For an introduction, see https://jspecify.dev/docs/user-guide
=====

The files are being processed in alphabetical order, so it seems that something goes wrong before we even get to ContravariantReturns (which would be the very next file)—and of course many other files.

I wondered if I'd get more information if I went back to the normal, user-facing output, so I removed -Adetailedmsgtext (and -XDrawDiagnostics, which I think was irrelevant, oops). The output still ended mysteriously after ContainmentSuperVsExtendsSameType.java.

Hmm, wait a minute: That's a javac error:

/tmp/tmp.Mrxwdt3AcN/main-eisop/jspecify-reference-checker/build/conformanceTests/samples/ContainmentSuperVsExtendsSameType.java:23: error: type argument Lib<? super Number> is not within bounds of type-variable A
    new Check<Lib<? extends Number>, Lib<? super Number>>();
                                        ^
  where A,F are type-variables:
    A extends F declared in class Check
    F extends @org.jspecify.annotations.Nullable Object declared in class Check
1 error

So I suspect that https://github.com/jspecify/jspecify/pull/485 broke this.

I guess that the runner used by jspecifySamplesTest doesn't abort on javac errors.

wmdietl commented 8 months ago

Thanks for tracking this down, @cpovirk ! I'll look into why javac errors aren't surfaced properly and into fixing the problem introduced in https://github.com/jspecify/jspecify/pull/485.

wmdietl commented 8 months ago

I opened https://github.com/jspecify/jspecify/pull/498 to fix the compilation error. While doing that I ran into https://github.com/google/error-prone/issues/4343. I ended up disabling error-prone on samples anyways, b/c there are too many warnings for the hand-crafted samples.

With that fixed, the numbers in this PR look much better. I'll still try to first track down why javac errors don't show up in test output - they do show up in stock EISOP.

wmdietl commented 8 months ago

The mismatch is

        -PASS: implementWithNullableTypeArgument/implementwithnullabletypeargument/User.java: no unexpected facts
        +FAIL: implementWithNullableTypeArgument/implementwithnullabletypeargument/User.java: no unexpected facts

I'm trying to find what is different in CI.

cpovirk commented 8 months ago

I kicked off an internal build with the current code in this PR (752ad0978019cdfdbe6675ffa807a1486e55858e).

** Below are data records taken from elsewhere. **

PR #21788, opened 2026-09-21
Stop a stale review run from overwriting a newer card

CamSoper:
### Proposed changes

Two review runs on one PR are routine: a push trips the auto-refresh gate while a `#update-review` mention dispatches the update lane, triage chains re-dispatch, someone mentions twice. Nothing serializes their card writes, so whichever finishes **writing** last wins -- even when it composed first. The author card carries `REVIEW_STATE`, so losing that race deletes recorded dispositions with no error, no label, and nothing in the thread saying it happened.

Caught it twice on #21785 inside half an hour, both at the same head `1508820`:

| composed | published | `REVIEW_STATE.findings` |
|---|---|---|
| 20:49:07 | 20:49 | `{"F1": {"disposition": "fixed", "sha": "1508820834ad"}}` |
| **20:48:08** | **20:51** | `{}` |

The older composition published second and won. The Sentinel's G2 input went blank, and the only evidence was the disposition no longer being there. The earlier `apply-update: contract violation: F2 is not an open finding` crash on that same PR was the same race announcing itself louder -- a patch validated against cards another run had already replaced underneath it.

**`handoff_guard.py` can't catch this.** It compares the handoff SHA against the live head:

```python
if live_sha.lower() == handoff_sha.lower():
    return "publish", "handoff is current"
```

Head unchanged → publish, unconditionally. That is exactly the same-head case both losses took. `publish_guard.py` already solves the equivalent problem for the Sentinel check-run -- *"Overlapping runs for one PR are therefore normal, and this guard is what keeps a stale verdict from overwriting a fresh one"* -- and the cards simply never got the equivalent.

This adds it at `pinned-comment.sh upsert --role`, the one choke point every card write passes through, so both lanes are covered without touching either workflow.

**Composition time, not revision.** A `#new-review` regeneration legitimately republishes v1 over a v2 card, so comparing `vN` would block the one flow whose entire job is to reset -- while its composition time is correctly *newer* than what it replaces. Every card already carries that timestamp in its `<sub>Review vN · updated … </sub>` stamp. There's a test pinning the regeneration case specifically.

**Failure posture.** Refusing exits 0, matching `publish_guard`: the newer card is the right state and this run has nothing left to do, so it stands down with a `::notice::` rather than failing a job over having been beaten to it. Every unreadable stamp fails open -- legacy bodies, hand-written fixtures, a changed stamp format, even a missing `python3` (verified under `set -e`) -- because a guard must never cost a review its publish. `--allow-stale-overwrite` is the break-glass.

#### What this does not fix

Only the card write. A stale run still writes its evidence object to S3, so the S3 mirror can hold a composition the PR rejected. Per `scripts/review-v3/README.md` the PR is the disposition source of truth and S3 is the telemetry mirror, so the damaging half is closed -- but the divergence is real and worth a follow-up. Left out deliberately to keep this reviewable.

Also unaddressed: the `high_water` 2 → 1 regression and the `review:error` + `review:no-blockers` label pair seen on the same PR. Both look like downstream symptoms of this race rather than separate defects, but I haven't proven that.

#### Verification

- `make test-review-pipeline` -- passes, including six new cases: the #21785 loss verbatim, normal newer-over-older publish, the `#new-review` reset, fail-open on unstamped bodies, the break-glass, and the brief card.
- `make lint` -- 0 errors, Prettier clean.
- `test_role_upsert_never_invokes_spine_floor` asserted "reads no comment body at all" as a proxy for "no spine floor". The guard reads exactly one, so it now counts instead -- reading more than the card it owns is still the spine floor leaking in.
- `make build` not run: Hugo isn't installed in this container so `make ensure` can't complete. No content or template surface changed.

n/a

### Related issues (optional)

Found while working #21785.

https://claude.ai/code/session_01AbRpu4W5wyCbMneG1NbTwk

---
_Generated by [Claude Code](https://claude.ai/code/session_01AbRpu4W5wyCbMneG1NbTwk)_


CamSoper:
@claude #update-review

All three fixed in `8c992e5`. F1 especially -- that was a hole in the guard, not a nit, and I'd missed it.

**F1.** Confirmed against the code: `refresh_counts` never touches the `<sub>… updated` stamp, so `/resolve` wrote REVIEW_STATE while the card kept claiming it was last written at the previous *composition* time. Which makes the disposition erasable by exactly the mechanism the guard was added to stop:

```
20:50  review composes and publishes, stamp = 20:50
20:52  another run composes (slow), stamp = 20:52
20:55  /resolve F1 fixed  -> REVIEW_STATE written, stamp STILL 20:50
20:56  slow run publishes -> 20:52 > 20:50, allowed, disposition gone
```

`resolve-handler.py` now restamps `updated` on both cards whenever a disposition lands. `vN` and the head are left alone deliberately -- a `/resolve` isn't a new review round and doesn't move the head -- and a body with no parseable stamp round-trips unchanged, since the guard already fails open on those. I put the restamp on the resolve path rather than inside the shared `refresh_counts`, because `apply-update.py` writes its own stamp and doesn't need a second one.

**F2.** Right that a silent fail-open is the wrong default *here* of all places: "no newer card" and "couldn't look" were indistinguishable in the log. Now emits a `::warning::` naming the role and PR, then publishes.

**F3.** Fixed -- `card_stamp` returns `<epoch><TAB><ISO8601>` and the notice prints the ISO times it actually compared. There's a test asserting no bare epoch seconds survive in that message.

Three new tests: the restamp (plus `vN`/head untouched and the no-stamp round-trip) in `resolve-handler --self-test`, and the ISO notice and read-failure warning in `test_pinned_comment.py`. `make test-review-pipeline` and `make lint` both clean.

Sending this as a mention rather than leaning on the push: all three findings were ⚠️ items on the brief, which don't anchor the auto-refresh gate, and it declined the push (`auto-refresh: skipped`) exactly as expected.

---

I'll have to sort through the result in more detail on another day, but the main thing that jumps out to me at the moment is a lot of messages along the lines of found: Foo<T> | required: Foo<T>. It's somewhat like https://github.com/jspecify/jspecify-reference-checker/issues/164 but not resricted to ? super:

java/com/google/common/collect/HashBiMap.java:707: error: [override.param.invalid] Incompatible parameter type for entry.
        Entry<V, K> output(BiEntry<K, V> entry) {
                                         ^
  found   : BiEntry<K, V>
  required: BiEntry<K, V>
  Consequence: method in 
    Entry<V, K> output(BiEntry<K, V>)
  cannot override method in Itr<Entry<V, K>>
    Entry<V, K> output(BiEntry<K, V>)
wmdietl commented 8 months ago

I kicked off an internal build with the current code in this PR (752ad09). I'll have to sort through the result in more detail on another day, but the main thing that jumps out to me at the moment is a lot of messages along the lines of found: Foo<T> | required: Foo<T>. It's somewhat like #164 but not resricted to ? super:

Thanks for re-running your tests! I think what is happening is that the @NullMarked is ignored when code comes from an Element, that is, a different compilation unit or bytecode. We treat @NullMarked and @NullUnmarked as changes to defaults. Defaults are however only applied when we check source code. In stock CF, we write the defaulted types back into the Element, which then allows us to directly see the annotations in bytecode. The reference checker intentionally does not store defaults back into bytecode. I think we need to change how we load bytecode and similarly look for @Null(Un)Marked on enclosing elements. Similarly, when looking at stub files, stock CF only looks at @AnnotatedFor. I'm not sure the defaults set by @Null(Un)Marked have any effect in stubs and the annotated JDK. Does either of these sound like you had work-arounds for them before? I don't see how this PR would have made that behavior different, so I think we can still merge this.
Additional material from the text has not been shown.